Whenever a line in this data holds the word "shown", report that line in full.

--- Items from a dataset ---
——————

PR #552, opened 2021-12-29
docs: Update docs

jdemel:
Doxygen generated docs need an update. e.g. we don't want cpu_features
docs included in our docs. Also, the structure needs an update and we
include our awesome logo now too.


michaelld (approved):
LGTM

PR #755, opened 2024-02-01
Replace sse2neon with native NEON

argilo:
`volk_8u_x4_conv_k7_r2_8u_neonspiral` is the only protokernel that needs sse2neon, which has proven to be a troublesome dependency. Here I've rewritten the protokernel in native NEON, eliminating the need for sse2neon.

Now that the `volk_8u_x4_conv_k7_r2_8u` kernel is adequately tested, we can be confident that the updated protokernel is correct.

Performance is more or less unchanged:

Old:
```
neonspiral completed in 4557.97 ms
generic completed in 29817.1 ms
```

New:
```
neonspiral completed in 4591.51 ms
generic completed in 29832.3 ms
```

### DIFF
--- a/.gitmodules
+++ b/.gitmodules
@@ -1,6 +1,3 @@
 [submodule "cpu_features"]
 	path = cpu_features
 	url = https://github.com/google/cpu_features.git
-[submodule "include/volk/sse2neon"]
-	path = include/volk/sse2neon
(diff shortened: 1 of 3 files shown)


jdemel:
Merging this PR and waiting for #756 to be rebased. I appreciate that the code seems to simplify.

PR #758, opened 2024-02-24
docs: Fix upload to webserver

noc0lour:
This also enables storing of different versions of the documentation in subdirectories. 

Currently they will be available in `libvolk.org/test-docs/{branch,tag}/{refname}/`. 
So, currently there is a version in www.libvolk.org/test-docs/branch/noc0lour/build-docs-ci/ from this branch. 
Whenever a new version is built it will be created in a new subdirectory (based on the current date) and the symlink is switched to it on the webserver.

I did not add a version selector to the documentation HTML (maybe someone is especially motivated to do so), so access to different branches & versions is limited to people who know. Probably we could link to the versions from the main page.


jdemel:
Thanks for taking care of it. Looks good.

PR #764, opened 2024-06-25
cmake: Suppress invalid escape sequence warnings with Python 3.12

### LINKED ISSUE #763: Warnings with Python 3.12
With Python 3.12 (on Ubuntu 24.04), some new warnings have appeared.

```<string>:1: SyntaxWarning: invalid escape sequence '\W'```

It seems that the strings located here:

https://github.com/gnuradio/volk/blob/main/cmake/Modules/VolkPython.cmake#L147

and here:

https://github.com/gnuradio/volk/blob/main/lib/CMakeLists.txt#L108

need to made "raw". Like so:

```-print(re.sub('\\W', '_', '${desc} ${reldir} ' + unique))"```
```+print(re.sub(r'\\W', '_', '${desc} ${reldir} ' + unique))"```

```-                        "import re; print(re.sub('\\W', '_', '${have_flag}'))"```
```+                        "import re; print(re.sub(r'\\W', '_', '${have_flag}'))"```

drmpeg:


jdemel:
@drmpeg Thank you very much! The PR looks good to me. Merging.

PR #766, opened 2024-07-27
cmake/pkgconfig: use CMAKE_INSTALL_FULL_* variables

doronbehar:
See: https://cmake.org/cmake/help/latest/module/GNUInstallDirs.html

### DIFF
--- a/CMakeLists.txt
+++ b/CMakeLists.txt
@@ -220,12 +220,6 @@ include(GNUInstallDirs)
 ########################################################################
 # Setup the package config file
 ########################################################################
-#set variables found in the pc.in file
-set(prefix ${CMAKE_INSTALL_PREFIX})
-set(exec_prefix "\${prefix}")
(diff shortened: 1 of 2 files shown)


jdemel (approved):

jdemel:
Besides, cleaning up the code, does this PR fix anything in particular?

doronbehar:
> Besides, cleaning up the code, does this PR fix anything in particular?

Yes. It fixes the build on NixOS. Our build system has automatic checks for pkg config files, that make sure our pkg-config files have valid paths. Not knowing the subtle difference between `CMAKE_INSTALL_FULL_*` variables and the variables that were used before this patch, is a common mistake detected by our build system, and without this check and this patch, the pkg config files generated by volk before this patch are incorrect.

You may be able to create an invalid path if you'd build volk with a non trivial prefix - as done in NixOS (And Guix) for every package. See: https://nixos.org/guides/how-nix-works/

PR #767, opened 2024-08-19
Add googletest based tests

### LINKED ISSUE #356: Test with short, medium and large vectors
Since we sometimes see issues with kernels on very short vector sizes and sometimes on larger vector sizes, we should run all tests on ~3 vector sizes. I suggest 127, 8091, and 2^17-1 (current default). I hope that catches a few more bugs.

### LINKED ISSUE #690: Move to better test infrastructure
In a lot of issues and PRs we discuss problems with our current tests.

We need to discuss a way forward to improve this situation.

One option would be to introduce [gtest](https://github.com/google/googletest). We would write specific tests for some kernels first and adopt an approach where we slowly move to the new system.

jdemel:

——————

--- TASK RESULT ---
(diff shortened: 1 of 3 files shown)
(diff shortened: 1 of 2 files shown)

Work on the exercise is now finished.